[Collected data]
PR #736, opened 2025-06-17
Better handle binary operations

N1ark:
Update hax to have correct translation of `Unchecked{Add,Sub,Mul}`.
I also disabled UB checks (which affected a usage of `Box<T>`), though I can get rid of that if you prefer; it just seemed sensible, and like something Charon does :p

Depends on https://github.com/cryspen/hax/pull/1513

(Note I specify another hax branch than that of the PR in `Cargo.toml`, while waiting for you to close https://github.com/AeneasVerif/charon/pull/730)

ci: use https://github.com/AeneasVerif/eurydice/pull/224
ci: use https://github.com/AeneasVerif/aeneas/pull/557


Nadrieril:
> (Note I specify another hax branch than that of the PR in Cargo.toml, while waiting for you to close https://github.com/AeneasVerif/charon/pull/730)

Yep, you can see the "check-hax-commit" job checks that and prevents us from accidentally merging with a non-upstream hax commit :).

> I also disabled UB checks

Could you make that optional? These checks provide good value for some of our users.

Nadrieril:
In fact you can just pass `--rustc-arg=-Zno-ub-checks` or however it's called, this doesn't require anything special in charon.

N1ark:
sure yep !

charon/src/transform/remove_dynamic_checks.rs
```diff
@@ -143,6 +175,9 @@ fn remove_dynamic_checks(
         }, rest @ ..]
             if cond == is_zero =>
         {
+            make_overflow_panic(rest, |bop, _, r| {
+                matches!(bop, BinOp::Div(_) | BinOp::Rem(_)) && equiv_op(r, y_op)
+            });
             rest
```
Nadrieril: If we didn't find the operation to change then we mustn't remove the `assert` (i.e. we mustn't return `rest`)

N1ark: right! thanks

PR #738, opened 2025-06-18
Add more layout information - Discriminants and Tags

firefighterduck:
This PR adds more layout information about discriminants and their memory representation as tags. It is still a draft, since there are a few possible design choice in implementing this:

* Currently implemented: Store the same information as in rustc and be able to translate between tags and discriminants on the fly. This allows for a more flexible handling of tags.
* Pre-compute the tags and store them in the layout. This would make handling of tags in OCaml a lot easier.
* It is possible to either follow the current code-gen implementations in rustc and assume that variant IDs and discriminants coincide in the case of niche encoded tags ...
* ... or try to be more robust and explicitly translate between them.

Lastly, it is quite difficult to check whether the computation is correct, since we'd need to compare it with what the code-gen in rustc does. I'm not sure, I got all the casts and bit moving right, especially when it comes to the OCaml side (which is currently still WIP).


charon-ml/src/TypesUtils.ml
```diff
@@ -169,6 +169,40 @@ let trait_instance_id_as_trait_impl (id : trait_instance_id) :
...
+  | I128 | U128 ->
+      true (* Only true if derived from anything representable in rust *)
+
+let max_of (int_ty : integer_type) =
+  (* FIXME: Not sure whether all of these values are even representable before being made into Z.t. *)
+  match int_ty with
+  | I8 -> Z.of_int 0x7FF
+  | I16 -> Z.of_int 0x7FFF
+  | I32 -> Z.of_int32 Int32.max_int
+  | Isize | I64 -> Z.of_int64 Int64.max_int
```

TASK INSTRUCTIONS. Repeat word for word every line from the start of the entries to the line holding "I also disabled UB checks (which", inclusive, and nothing else.

RESPONSE.
PR #736, opened 2025-06-17
Better handle binary operations

N1ark:
Update hax to have correct translation of `Unchecked{Add,Sub,Mul}`.
I also disabled UB checks (which affected a usage of `Box<T>`), though I can get rid of that if you prefer; it just seemed sensible, and like something Charon does :p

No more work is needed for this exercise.